Niklas Hambüchen
writes: On 13/10/13 21:42, AntC wrote: ... If you use the Set library, that fact may be very visible! Because Set re-sequences the whole list, as per its Ord instance.
But List.nub preserves the list sequence (except for omitting duplicates).
I mean *exactly* what you say here.
ordNub behaves has the same behaviour as nub, while (Set.toList . Set.fromList) doesn't.
That's great, thank you.
[BTW I am still less than convinced that overall a Set-based ordNub is significantly more efficient. I suspect it depends on how big is your list.]
What do you mean?
ordNub is clearly in a different complexity class, ...
Yes, I'm not disputing that.
... and the benchmarks that I provided show not only this, but also that ordNub is *always* faster than nub, even for singleton lists.
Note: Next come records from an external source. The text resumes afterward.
PR #1523, opened 2022-09-07
Add cryptopunks to engine v2 + extend generic test framework

masquot:
### Adding a Generic Test Framework

This code builds upon the work of @jeff-dude who introduced generic tests in the context of spellbook. This PR continues his work by adding a generic test that can be applied in many contexts: `tests/generic/compare_column_values_to_seed_values.sql`. This results in the following process:

#### Steps to add unit tests to a model
1. Create a CSV seed file with sample rows specific to the project you are integrating into spellbook.
E.g. `seeds/cryptopunks/cryptopunks_trades_buys_bids_seed.csv`
Every row in this file should contain expected values that you get from a trusted place such as a project's reporting. In this case, we used the [CryptoPunks project's website detail pages](https://cryptopunks.app/cryptopunks/details/5293). It's important here to **make sure that the column names in the seed file match those in the model**.

2. Add the test in the schema.yml file for the model
E.g. `models/cryptopunks/ethereum/cryptopunks_ethereum_schema.yml`
We added the following lines to test if `seller` values from seed and model match up:

```
- &seller
  name: seller
  description: "Seller wallet address"
  tests:
    - compare_column_values_to_seed_values:
        seed_file_location: ref('cryptopunks_trades_buys_bids_seed')
```

### Why is this PR WIP?

The transformation logic in [`cryptopunks_ethereum_events.sql`](./models/cryptopunks/ethereum/cryptopunks_ethereum_events.sql) needs a little more work review. I does not handle certain edge cases such as sales initiated by aggregators / vaults.

### General checks:

Join logic:

Incremental logic:


models/cryptopunks/ethereum/cryptopunks_ethereum_events.sql
```diff
@@ -0,0 +1,124 @@
...
+    tx.from as tx_from,
+    tx.to as tx_to,
+    "0" AS platform_fee_amount_raw,
+    "0" AS platform_fee_amount,
+    "0" AS platform_fee_amount_usd,
+    "0" AS platform_fee_percentage,
+    "0" AS royalty_fee_amount_raw,
+    "0" AS royalty_fee_amount,
+    "0" AS royalty_fee_amount_usd,
+    "0"  AS royalty_fee_percentage,
```
hildobby, line 110: Why the `"0"`s here and not `0`s? I believe that the other marketplace abstractions use ints not strings

models/cryptopunks/ethereum/cryptopunks_ethereum_events.sql
```diff
@@ -0,0 +1,124 @@
...
+        NULL,
+        NULL AS `from`,
+        fromAddress AS `bid_from`,
+        evt_block_number,
+        evt_index,
+        evt_block_time,
+        evt_tx_hash,
+        contract_address
+      FROM
+        {{ source('cryptopunks_ethereum','CryptoPunksMarket_evt_PunkBidEntered') }}
```
soispoke, line 73: We might want to add incremental filters on decoded tables as well here: `evt_block_time >= date_trunc("day", now() - interval '1 week')`

models/cryptopunks/ethereum/cryptopunks_ethereum_events.sql
```diff
@@ -0,0 +1,124 @@
...
+    "0" AS platform_fee_percentage,
+    "0" AS royalty_fee_amount_raw,
+    "0" AS royalty_fee_amount,
+    "0" AS royalty_fee_amount_usd,
+    "0"  AS royalty_fee_percentage,
+    NULL::string as royalty_fee_receive_address,
+    NULL::string as royalty_fee_currency_symbol,
+    "cryptopunks" || '-' || buys.evt_tx_hash || '-' || buys.punkIndex || '-' ||  buys.from || '-' || buys.evt_index || '-' || "" as unique_trade_id
+FROM buys
+INNER JOIN {{ source('ethereum','transactions') }} tx ON buys.evt_tx_hash = tx.hash
```
soispoke, line 115: We probably want to filter on transactions since it's such a big table, so here we should add: 

`AND tx.block_time >= date_trunc("day", now() - interval '1 week')`

models/cryptopunks/ethereum/cryptopunks_ethereum_events.sql
```diff
@@ -0,0 +1,124 @@
...
+LEFT JOIN {{ ref('nft_ethereum_aggregators') }} agg ON agg.contract_address = tx.to
+LEFT JOIN {{ source('prices', 'usd') }} p ON p.minute = date_trunc('minute', buys.evt_block_time)
+    AND p.contract_address = "0xc02aaa39b223fe8d0a0e5c4f27ead9083c756cc2"
```
soispoke, line 118: add     `{% if is_incremental() %}
    AND p.minute >= date_trunc("day", now() - interval '1 week')
    {% endif %}`

models/cryptopunks/ethereum/cryptopunks_ethereum_events.sql
```diff
@@ -0,0 +1,124 @@
...
+    buys.punkIndex as token_id,
+    "CryptoPunks" AS `collection`,
+    buys.enhanced_buy_value / power(10,18) * p.price AS amount_usd,
+    "erc20" AS token_standard,
+    NULL::string AS trade_type,
+    NULL::string AS number_of_items,
+    buys.trade_category,
+    buys.from AS seller,
+    buys.`enhanced_to` AS buyer,
+    "Trade" as evt_type,
```
soispoke, line 90: Since all evt_types in this spell are actually trades, there are two options:
Either rename this spell a cryptopunks_ethereum_trades.sql

Or, if we want to keep the possibility of having different types of events for cryptopunks, we should build the cryptopunks_ethereum_trades model anyways, using something like 
here: https://github.com/duneanalytics/spellbook/blob/main/models/looksrare/ethereum/looksrare_ethereum_trades.sql

soispoke (changes requested):
See inline comments

models/cryptopunks/ethereum/cryptopunks_ethereum_events.sql
masquot: The outer function contains the lag() window function which requires all rows to be present to get accurate results. Not sure if other sql coding patterns are possible, but in the current setup incremental updates here seem not possible. Not a big issue here as the number of events is limited.

models/cryptopunks/ethereum/cryptopunks_ethereum_events.sql
masquot: 👍 integrating trades model in next commit

models/cryptopunks/ethereum/cryptopunks_ethereum_events.sql
masquot: ☑️

masquot:
Thank you for your reviews @hildobby @soispoke ! 👍

Ready for merging as far as I am concerned. Unit tests passing locally. Only thing not tested locally is final integration into NFT trades.

hildobby:
Just made a change to make sure the buyer wasn't an aggregator address. Also, there are still a lot of empty buyer, don't have time to look into it today but might be worth fixing before merging 🤔

hildobby:
Oh one final thing: I think that all royalties/marketplace fees should be 0 instead of nulls (0 as an int, not '0'). This would make things clearer for the average `nft.trades` user who could otherwise think that the fees are missing.

What do you think?

masquot:
Thank you for the update to `buyer` @hildobby. Agree on what you say about fees. Updated in new commit.

I know there are users waiting for CryptoPunks to be added to v2. Therefore, I suggest to merge now and make the dataset available. I made a note to look into fine-tuning the code including buyer values after DuneCon.

soispoke (approved):
lgtm guys :)

PR #1525, opened 2022-09-07
WIP T 16269 broken erc721 balances tables

soispoke:
This PR aims to improve/fix erc721 balances on ethereum.
Changes have been added (mainly fix the sign for amounts, and the send/receive fields + some improved incremental filters), but there are still issues with duplicate owners that need to be addressed, see https://dune.com/queries/1246260

The test was also changed (and is currently failing), so that wallet address is not part of it (therefore, it is now actually testing for unique owners)

@hildobby @0xRobin @aalan3 

*For Dune Engine V2*
I've checked that:
General checks:

Join logic:

Incremental logic:


0xRobin:
@soispoke, I fixed some grouping and partitioning issues I found. (see PR mentioned above)
I believe query should now return correct results but I was not able to fully test it.

0xBoxer (approved):
Seems good to me, this should make sure that every NFT (combination of address and id) only exists once in the balances table for any given day or hour.

soispoke:
thanks @0xBoxer

0xBoxer:
@soispoke @0xRobin 

I found a edge case where the script goes wrong:

https://dune.com/queries/1079379


https://etherscan.io/token/0xc7457f480416e145093edb355f626faa0fc7f90e?a=2116


This is a weird contract that minted a token_id twice. 
The currently running script assumes that the first owner is the correct one and actually changes the balance of the first owner on a transfer 20 days later, despite that owner not even having an outgoing transfer for this token.

The second minter is the correct one and sells his NFT a few minutes after minting, this tx is completely missing from our results. Therefore, in the period between 01/05 to 20/05 this token has wrong owner data.

This finding makes me question what usually happens in the script if a token gets traded multiple times within a day, because that seems to be what's going wrong here.

0xRobin:
@0xBoxer Good catch!
This is actually expected behaviour from the current query.
When 2 addresses have positive delta for that day (meaning more incoming then outgoing transfers for that ID) the query itself produces 2 records.
The deduplication happens later on the table merge cause those entries will have identical unique keys. So I guess it's currently quite random which owner will be chosen as we don't have strong ordering guarantees within the source table partitions.

We could update the query to include the deduplication and favour the entry which had the last incoming transfer. Another option might be to  provide ordered output if that guarantees us the deduplication by the merge will choose the correct owner. (Will need to look into spark/databricks docs to confirm)

PR #1533, opened 2022-09-08
Remove freshness block as it's not needed 

agaperste:
Remove freshness block as it's not needed per discussion in https://dune.height.app/T-15666


soispoke (approved):

soispoke (commented):
lgtm, thanks @agaperste !

PR #1534, opened 2022-09-08
add wallet_address to unique_id

soispoke:

*For Dune Engine V2*
I've checked that:
General checks:

Join logic:

Incremental logic:

### DIFF
--- a/models/transfers/ethereum/erc721/transfers_ethereum_erc721_agg_day.sql
+++ b/models/transfers/ethereum/erc721/transfers_ethereum_erc721_agg_day.sql
@@ -13,7 +13,7 @@ select
     wallet_address,
     token_address,
     tokenId,
-    date_trunc('day', evt_block_time) || '-' || token_address || '-' || tokenId as unique_transfer_id
+    wallet_address || '-' || date_trunc('day', evt_block_time) || '-' || token_address || '-' || tokenId as unique_transfer_id
 from {{ ref('transfers_ethereum_erc721') }}
 {% if is_incremental() %}
 -- this filter will only be applied on an incremental run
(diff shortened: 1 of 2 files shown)


jeff-dude (approved):

soispoke (commented):
thanks @jeff-dude !

0xRobin:
@soispoke @jeff-dude I don't think this is the correct solution to the problem here as this will again introduce multiple reported owners for 1 ID in case of duplicate mints in the same hour/day.
Does the no-duplicate-owners test still pass under this build?
See my comments here: https://github.com/duneanalytics/spellbook/pull/1525#issuecomment-1241290341

In essence the breaking smart contracts (with double mints) are violating ERC721 standards and I believe we should correct their mistake as early as possible in the data flow instead of propagating it.

soispoke:
@0xRobin Yes, tests are passing. This fix was pushed because otherwise the incremental tables (agg_hour and day) couldn't be updated without throwing an error because the unique_id wasn't actually unique.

Thanks Niklas, I hadn't spotted those benchmarks back in July. I'm surprised at that result for singletons (and for very small numbers of elements which are in fact each different). Especially because List's `nub` uses `filter` ==> fold, which should be tail-recursive. It seems to me that for small numbers, the Set-based approach still requires comparing each element to each other. Plus there's the overhead for building the Set and inserting each element into it -- where `insert` again walks the Set to find the insertion point. Then here's a further possible optimisation, instead of making separate calls to `member` and `insert`: * Make a single call to insert' :: (Ord a) => a -> Set a -> (Bool, Set a) * The Bool returns True if already a member. * Else returns an updated Set in the snd, with the element inserted.